#### Work order:
Only the closing stretch of the material belongs in the answer: the line containing "is invalid for" and every line after it, copied exactly.

::: Material provided :::

PR #154, opened 2018-03-06
main: cease accessing event.key in mouse events

vcaputo:
Use SDL_GetModState() to get the modkey state, the key member
is invalid for the mouse event types, accessing it is a bug.


vcaputo:
This bug wreaks havoc on clippy selections in SDL2 but seems to go unnoticed in SDL1 :man_shrugging:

:::

#### Response:
is invalid for the mouse event types, accessing it is a bug.


vcaputo:
This bug wreaks havoc on clippy selections in SDL2 but seems to go unnoticed in SDL1 :man_shrugging:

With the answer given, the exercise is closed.